PR #305, opened 2022-11-04
Make use of std::filesystem in fileio operations.

rsf92:
This has the advantage of making it more platform agnostic + reducing code complexity. 
 
Could be related to #212


rsf92:
I pushed changes to fix the clang errors. The macOS errors seem weird, like there's no support of C++17 until macOS 10.15 from 2 years later?

Noordfrees:
Thanks for the patch :) 
Tested and working on Linux.

Regarding the Mac CI, you could edit `.github/workflows/ci-build.yaml` and bump `MACOSX_DEPLOYMENT_TARGET` to 10.15. I guess this should probably fix it.

A couple of codestyle-related nits:
- After keywords like `for, if, while, switch` a space before the opening parentheses is required.
- Similar, add a whitespace before `catch`.
- `if` statements need to be written either on a single line or use `{braces}`.
- Make variables and especially references `const` whenever applicable.
- For `std::string`, prefer `const &` over pass-by-value.
- The `*&` operators attach to the variable name, not the type name.

rsf92:
Okay, i did those changes, plus used `std::filesystem::copy_file` to CopyBinaryFile, which I had, for some reason, forgotten to change.

src/fileio.cpp
```diff
@@ -16,17 +16,18 @@
...
-	#include "windows/fileio_windows.h"
 	#include <direct.h> // contains chdir in windows
 #endif
 #include <sys/types.h>
-#include <sys/stat.h>
-
+#ifdef LINUX
+const char *DIR_SEP = "/";  ///< Directory separator character.
+#elif WINDOWS
+const char *DIR_SEP = "\\";  ///< Directory separator character.
```
Newbytee: Doesn't Windows "tolerate" using a forward slash as directory separator?

rsf92: No idea, it was done like that in the previous implementation. I lack a windows machine so I can't actualliy check that...

Newbytee: I found an even better option: `std::filesystem::path::preferred_separator`.

Newbytee: This article has good information about the subject in general: https://en.cppreference.com/w/cpp/filesystem/path

rsf92: Sounds good, I'll play with it later on and push the changes when I'm done.

src/fileio.cpp
```diff
@@ -16,16 +16,15 @@
...
 	#include <errno.h>
 	#include <unistd.h>
 #elif WINDOWS
-	#include "windows/fileio_windows.h"
 	#include <direct.h> // contains chdir in windows
 #endif
 #include <sys/types.h>
-#include <sys/stat.h>
+
+const char *DIR_SEP = "/";  ///< Directory separator character.
```
Newbytee: How come you're not using `std::filesystem::path::preferred_separator`?

rsf92: You're right, done :)

src/fileio.cpp
```diff
@@ -16,16 +16,15 @@
...
 	#include <errno.h>
 	#include <unistd.h>
 #elif WINDOWS
-	#include "windows/fileio_windows.h"
 	#include <direct.h> // contains chdir in windows
 #endif
 #include <sys/types.h>
-#include <sys/stat.h>
+
+const char DIR_SEP = std::filesystem::path::preferred_separator;  ///< Directory separator character.
```
Newbytee:
```suggestion
constexpr auto DIR_SEP = std::filesystem::path::preferred_separator;
```
I think this comment is superfluous now that we're using a well-documented built-in property of the standard library. Also, using `constexpr` should be fine here. Additionally, I'm not sure about putting `char` here. `std::filesystem::path::preferred_separator` has the type `wchar_t` on Windows. Maybe `auto` makes sense?

src/fileio.cpp
```diff
@@ -51,85 +50,99 @@ const char* LoadingError::what() const noexcept
...
-/**
- * @fn bool DirectoryReader::EntryIsFile()
- * Test whether the last returned entry from #NextEntry is a file.
- * @return Whether the entry is a file.
- */
+	if (!PathIsFile(path)) return;
+	try {
+	    std::filesystem::remove(path);
+	} catch(std::filesystem::filesystem_error const& ex) {
+	        error("%s", ex.what());
```
Newbytee: Inconsistent whitespace?

src/fileio.cpp
```diff
@@ -51,85 +50,99 @@ const char* LoadingError::what() const noexcept
...
 /**
- * Construct a directory reader object (specific for the operating system).
- * @return A directory reader.
- * @ingroup fileio_group
+ * Test whether the given path points to a directory.
+ * @param path Path to investigate.
+ * @return Whether the given path points to a directory.
  */
-DirectoryReader *MakeDirectoryReader()
+bool PathIsDirectory(const std::string &path)
```
Newbytee, line 114: You're putting the ampersand next to the type in some places, and next to the name in other places. I'm not sure how it's done in the code at the moment, but I think it would be good to be consistent about it.

src/fileio.cpp
```diff
@@ -51,85 +50,99 @@ const char* LoadingError::what() const noexcept
...
+	        return false;
+	    }
 }
 
 /**
  * RCD file reader constructor, loading data from a file.
  * @param fname Name of the file to load.
  */
-RcdFileReader::RcdFileReader(const char *fname)
+RcdFileReader::RcdFileReader(std::string fname)
```
Newbytee:
```suggestion
RcdFileReader::RcdFileReader(const std::string& fname)
```
I think this should be fine here.

src/fileio.cpp
```diff
@@ -336,57 +349,35 @@ bool RcdFileReader::GetBlob(void *address, size_t length)
...
-
-#ifdef _WIN32
-	if (CreateDirectory(path.c_str(), NULL)) return;
-	error("Failed creating directory '%s'\n", path.c_str());
-#else
-	if (mkdir(path.c_str(), 0x1FF) == 0) return;
-	error("Failed creating directory '%s' (%s)\n", path.c_str(), strerror(errno));
-#endif
+    bool check = std::filesystem::create_directories(path);
+    if( !check ) {
```
Newbytee:
```suggestion
    if (!check) {
```

src/fileio.cpp
```diff
@@ -336,57 +349,35 @@ bool RcdFileReader::GetBlob(void *address, size_t length)
...
-		int byte = getc(in_file);
-		if (byte == EOF) break;
-		putc(byte, out_file);
+	if (dest.empty() || PathIsFile(dest)) {
+		error("Path is empty or not a file: %s\n", dest.c_str());
 	}
 
-	fclose(in_file);
-	fclose(out_file);
+    std::filesystem::copy_file(src,dest);
```
Newbytee: Inconsistent whitespace with previous lines (there are other occurrences of this as well).

src/fileio.h
```diff
@@ -22,41 +24,15 @@ struct LoadingError : public std::exception {
...
-
-	const char *NextFile();
-	virtual const char *MakePath(const char *directory, const char *fname) = 0;
-
-	virtual bool EntryIsFile() = 0;
-	virtual bool EntryIsDirectory() = 0;
-};
-
-extern const char *DIR_SEP;  ///< Directory separator character.
+extern const char DIR_SEP;  ///< Directory separator character.
```
Newbytee: This won't work if we change the definition to use `auto`. How about just moving the definition from the source file to the header?

rsf92: For some reason the compiler decided that std::filesystem is undeclared there, lol

src/fileio.cpp
rsf92: This should be fixed now

src/fileio.cpp
rsf92: This should be fixed now

src/fileio.h
rsf92: Okay, I figured this out, for some reason rcdgen used C++ 11 still, I updated the CXX_STANDARD for that

rsf92:
Is there any pending review for this PR?

Newbytee:
> Is there any pending review for this PR?

There is a merge conflict. It would be nice if you could resolve that.

rsf92:
> > Is there any pending review for this PR?
> 
> There is a merge conflict. It would be nice if you could resolve that.

Sure, i'll get into it ASAP. I meant apart from it, since it's been open for a few months and maybe I missed some feedback or something.

Newbytee:
I'll take another look. Benedikt Straub said he's been busy with other things  but that he will get back to FreeRCT soon hopefully.

src/rcdfile.cpp
```diff
@@ -73,37 +73,27 @@ void RcdFileCollection::ScanDirectories()
...
+	for (const std::string &rcd_path : _rcd_paths) this->ScanDirectory(rcd_path, 3);
 }
 
 /**
  * Recursively scan a directory, looking for RCD files to add.
  * @param dir Directory to scan.
  * @param recursion_depth Remaining layers of recursion depth.
  */
-void RcdFileCollection::ScanDirectory(const char *dir, int recursion_depth)
+void RcdFileCollection::ScanDirectory(const std::string& dir, int recursion_depth)
```
Newbytee: Ampersand inconsistency here still.

src/rcdfile.cpp
```diff
@@ -145,7 +135,7 @@ static std::string GetString(RcdFileReader &rcd_file, uint max_bytes, uint32 *re
  * @param fname Filename of the file to scan.
  * @return Error message, or \c nullptr if no error found.
  */
-const char *RcdFileCollection::ScanFileForMetaInfo(const char *fname)
+const char *RcdFileCollection::ScanFileForMetaInfo(std::string& fname)
```
Newbytee: Here as well.

src/rcdfile.h
```diff
@@ -30,13 +30,13 @@ class RcdFileCollection {
 	RcdFileCollection();
 
 	void ScanDirectories();
-	void ScanDirectory(const char *dir, int recursion_depth);
+	void ScanDirectory(const std::string& dir, int recursion_depth);
```
Newbytee: Also here.

src/rcdfile.h
```diff
@@ -30,13 +30,13 @@ class RcdFileCollection {
...
 	void AddFile(const RcdFileInfo &rcd);
 
 	std::map<std::string, RcdFileInfo> rcdfiles; ///< Found unique RCD files, mapping of uri to the Rcd file information.
 
 private:
-	const char *ScanFileForMetaInfo(const char *fname);
+	const char *ScanFileForMetaInfo(std::string& fname);
```
Newbytee: And here.

src/loadsave_gui.cpp
```diff
@@ -191,17 +191,12 @@ static const WidgetPart _loadsave_gui_parts[] = {
...
 {
 	/* Get all .fct files in the directory. */
-	std::unique_ptr<DirectoryReader> dr(MakeDirectoryReader());
-	dr->OpenPath((freerct_userdata_prefix() + DIR_SEP + SAVEGAME_DIRECTORY).c_str());
-	for (;;) {
-		const char *str = dr->NextEntry();
-		if (str == nullptr) break;
-		std::string name(str);
+
+	for (const std::string& name : GetAllEntries((freerct_userdata_prefix() + DIR_SEP + SAVEGAME_DIRECTORY))) {
```
Newbytee: This line too.

src/fileio.h
```diff
@@ -22,41 +24,15 @@ struct LoadingError : public std::exception {
...
+constexpr auto DIR_SEP = std::filesystem::path::preferred_separator;  ///< Directory separator character.
 
 /**
  * Class for reading an RCD file.
  * @ingroup fileio_group
  */
 class RcdFileReader {
 public:
-	RcdFileReader(const char *fname);
+	RcdFileReader(const std::string fname);
```
Newbytee:
```suggestion
	RcdFileReader(const std::string &fname);
```
I think this should be fine. Let me know if I'm missing something.

src/fileio.cpp
```diff
@@ -51,85 +48,99 @@ const char* LoadingError::what() const noexcept
...
+ * @param path Path to delete.
  */
+void RemoveFile(const std::string &path)
+{
+
+	if (!PathIsFile(path)) return;
+	try {
+		std::filesystem::remove(path);
+	} catch(std::filesystem::filesystem_error const &ex) {
+		error("%s", ex.what());
```
Newbytee: I'm not sure about catching the error and just printing it here. I think either you should let the caller handle the error (more complicated) or crash the program (easier). This pattern is repeated in some other places.

Newbytee (changes requested):
Overall this looks good, just some concerns I would like to see addressed.

src/fileio.cpp
rsf92: Hmm maybe in void functions we can let the program crash and in  non-void function we return some error value (like false in boolean functions)

Newbytee: One alternative could be to let the exception propagate instead of catching it. Another option (pun unintended) could be to use `std::optional`: https://en.cppreference.com/w/cpp/utility/optional

I think it would be preferable to be consistent about this rather than handling it differently depending on the function's return type.

rsf92: Propagating seems a better solution to me

rsf92:
I don't know why the windows build is failing and only the windows failing. Dropping the const specifier does not seem like the right solution to me, but I have no idea what else to do....

Newbytee:
> I don't know why the windows build is failing and only the windows failing. Dropping the const specifier does not seem like the right solution to me, but I have no idea what else to do....

Could it be that `preferred_separator` has a different type on Windows, and this causes issues?

src/fileio.h
```diff
@@ -22,41 +24,15 @@ struct LoadingError : public std::exception {
...
-
-	const char *NextFile();
-	virtual const char *MakePath(const char *directory, const char *fname) = 0;
-
-	virtual bool EntryIsFile() = 0;
-	virtual bool EntryIsDirectory() = 0;
-};
-
-extern const char *DIR_SEP;  ///< Directory separator character.
+constexpr auto DIR_SEP = std::filesystem::path::preferred_separator;  ///< Directory separator character.
```
Noordfrees: According to the C++ spec, the "character type used by the native encoding of the filesystem: char on POSIX, wchar_t on Windows "
So on Windows this is a different type than on Linux and Mac. You'll need to specify the type as `char` and use some conversion magic.

rsf92: It seems that the DIR_SEP call could be dropped here, since it's already included in the function definition on fileio.cpp

`
const std::string &TrackDesignDirectory()
{
	static std::string dir;
	if (dir.empty()) {
		dir = freerct_userdata_prefix();
		dir += DIR_SEP;
		dir += TRACK_DESIGN_DIRECTORY;
		dir += DIR_SEP;
	}
	return dir;
}
`

Maybe that could be tried and if not working, revert the change and try to do some conversion magic :)

rsf92: I've tested dropping that and things seem to work just fine. I'll see if it compiles and then fix the merge issues

rsf92: It seems that didn't work... which kind of conversion magic would you suggest? It would also be possible to use plain '/' since it's supported by both Windows and Unix

Noordfrees: I suppose a simple cast should do it, with a sanity check to make sure the conversion is valid:

```c++
static_assert(std::filesystem::path::preferred_separator > 0 && std::filesystem::path::preferred_separator <= 127, "Filesystem path separator is not a valid ASCII character");
constexpr const char *DIR_SEP = {static_cast<char>(std::filesystem::path::preferred_separator)};  ///< Directory separator character.
```

Or alternatively we could keep a platform-specific define:

```c++
#ifdef _WIN32
constexpr const char *DIR_SEP = "\\";
#else 
constexpr const char *DIR_SEP = "/";
#endif
```

Newbytee: > Or alternatively we could keep a platform-specific define

This seems like a worse option in my opinion given that it negates the portability gained by using `std::filesystem`.

rsf92: There's a problem here. It seems that wchar_t and char are not directly convertable unless you use specific functions https://stackoverflow.com/questions/36948253/take-wchar-t-and-put-into-char.

I've set it to '\' since it's supposed to work on both windows and unix machines and await futher feedback

src/rcdfile.h
```diff
@@ -30,14 +30,14 @@ class RcdFileCollection {
...
-	void ScanDirectory(const char *dir, int recursion_depth);
+	void ScanDirectory(const std::string &dir, int recursion_depth);
 	void AddFile(const RcdFileInfo &rcd);
 
 	std::map<std::string, RcdFileInfo> rcdfiles; ///< Found unique RCD files, mapping of uri to the Rcd file information.
 	std::vector<std::string>           ftkfiles; ///< Found unique FTK file paths.
 
 private:
-	const char *ScanFileForMetaInfo(const char *fname);
+	const char *ScanFileForMetaInfo(std::string &fname);
```
Noordfrees: Should be
```c++
	const char *ScanFileForMetaInfo(const std::string &fname);
```
(same in the cpp file)

src/rcdfile.cpp
```diff
@@ -74,40 +74,30 @@ void RcdFileCollection::ScanDirectories()
...
-void RcdFileCollection::ScanDirectory(const char *dir, int recursion_depth)
+void RcdFileCollection::ScanDirectory(const std::string &dir, int recursion_depth)
 {
-	std::unique_ptr<DirectoryReader> reader(MakeDirectoryReader());
 
-	reader->OpenPath(dir);
-	for (;;) {
-		const char *fname = reader->NextEntry();
-		if (fname == nullptr) break;
+	for (std::string  filename : GetAllEntries(dir)) {
```
Noordfrees:
```suggestion
	for (const std::string &filename : GetAllEntries(dir)) {
```

src/gamecontrol.cpp
```diff
@@ -115,8 +115,9 @@ void Autosave()
 	/* Roll old autosaves. */
 	for (int i = _max_autosaves - 1; i > 0; --i) {
 		std::string old_file = AutosaveFilename(i);
-		if (PathIsFile(old_file.c_str())) {
-			CopyBinaryFile(old_file.c_str(), AutosaveFilename(i + 1).c_str());
+		if (PathIsFile(old_file)) {
+		    std::string new_file = AutosaveFilename(i + 1);
+			CopyBinaryFile(old_file, new_file);
```
Noordfrees: Inconsistent indentation

src/freerct.cpp
```diff
@@ -125,13 +125,9 @@ static void MigrateOldFiles()
...
 			homedir + DIR_SEP + ".local" + DIR_SEP + "share" + DIR_SEP + "freerct",
 			homedir + DIR_SEP + ".freerct"}) {
-		std::unique_ptr<DirectoryReader> dr(MakeDirectoryReader());
-		dr->OpenPath(old_directory.c_str());
-		for (;;) {
-			const char *filename = dr->NextEntry();
-			if (filename == nullptr) break;
 
-			std::string name(filename);
+		for (std::string name : GetAllEntries(old_directory)) {
```
Noordfrees:
```suggestion
		for (const std::string &name : GetAllEntries(old_directory)) {
```

src/fileio.h
```diff
@@ -22,41 +24,15 @@ struct LoadingError : public std::exception {
...
-
-	const char *NextFile();
-	virtual const char *MakePath(const char *directory, const char *fname) = 0;
-
-	virtual bool EntryIsFile() = 0;
-	virtual bool EntryIsDirectory() = 0;
-};
-
-extern const char *DIR_SEP;  ///< Directory separator character.
+constexpr  auto DIR_SEP = '/';  /// Directory separator character.
```
Noordfrees: Okay, let's go with this then. But please with explicit type:
```suggestion
constexpr char DIR_SEP = '/';  ///< Directory separator character.
```

src/fileio.cpp
```diff
@@ -51,85 +48,86 @@ const char* LoadingError::what() const noexcept
...
- * Set up the directory reader object for reading a directory.
- * @param path Path to the directory.
- * @note Failure is not reported here, but #NextEntry will not return anything useful.
+ * Scan a given directory and return all entries.
+ * @param Directory to scan.
  */
+std::vector<std::string> GetAllEntries(const std::string &path)
+{
+	std::vector<std::string> entries;
+	if(!PathIsDirectory(path)) return entries;
```
Noordfrees: Several whitespace problems in this file: A whitespace is mandatory after the keywords `if` and `for`.

src/fileio.cpp
```diff
@@ -51,85 +48,86 @@ const char* LoadingError::what() const noexcept
 }
 
 /**
- * @fn void DirectoryReader::OpenPath(const char *path)
- * Set up the directory reader object for reading a directory.
- * @param path Path to the directory.
- * @note Failure is not reported here, but #NextEntry will not return anything useful.
+ * Scan a given directory and return all entries.
+ * @param Directory to scan.
```
Noordfrees:
```suggestion
 * @param path Directory to scan.
```

same below

src/fileio.cpp
```diff
@@ -336,57 +334,34 @@ bool RcdFileReader::GetBlob(void *address, size_t length)
...
-		int byte = getc(in_file);
-		if (byte == EOF) break;
-		putc(byte, out_file);
+	if (dest.empty() || !PathIsFile(dest)) {
+		error("Path is empty or not a file: %s\n", dest.c_str());
 	}
 
-	fclose(in_file);
-	fclose(out_file);
+	std::filesystem::copy_file(src,dest,std::filesystem::copy_options::overwrite_existing);
```
Noordfrees: A whitespace is mandatory after every comma

Noordfrees:
Okay, a few more stylistic and performance-related nits (and a clang-tidy hit), but then this should be good to go :)

src/freerct.cpp
rsf92: Dropped const here because the value is modified afterwards. Everything else should be fixed now, including tidy problem :)

src/freerct.cpp
```diff
@@ -125,13 +125,9 @@ static void MigrateOldFiles()
...
 			homedir + DIR_SEP + ".local" + DIR_SEP + "share" + DIR_SEP + "freerct",
 			homedir + DIR_SEP + ".freerct"}) {
-		std::unique_ptr<DirectoryReader> dr(MakeDirectoryReader());
-		dr->OpenPath(old_directory.c_str());
-		for (;;) {
-			const char *filename = dr->NextEntry();
-			if (filename == nullptr) break;
 
-			std::string name(filename);
+		for (std::string &name : GetAllEntries(old_directory)) {
```
Noordfrees: `const`

src/fileio.h
```diff
@@ -22,41 +24,15 @@ struct LoadingError : public std::exception {
...
-
-	const char *NextFile();
-	virtual const char *MakePath(const char *directory, const char *fname) = 0;
-
-	virtual bool EntryIsFile() = 0;
-	virtual bool EntryIsDirectory() = 0;
-};
-
-extern const char *DIR_SEP;  ///< Directory separator character.
+constexpr  char DIR_SEP = '/';  /// Directory separator character.
```
Noordfrees: `///` → `///<`

Noordfrees (commented):
Two more :)

src/freerct.cpp
rsf92: Done

src/fileio.h
rsf92: Done

Noordfrees:
Thanks for this change, and for your patience :)

rsf92:
A pleasure :)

**Work item:**
Working from the listing above, pick out every line that has "keywords" and copy it.

**Response area:**
- After keywords like `for, if, while, switch` a space before the opening parentheses is required.
Noordfrees: Several whitespace problems in this file: A whitespace is mandatory after the keywords `if` and `for`.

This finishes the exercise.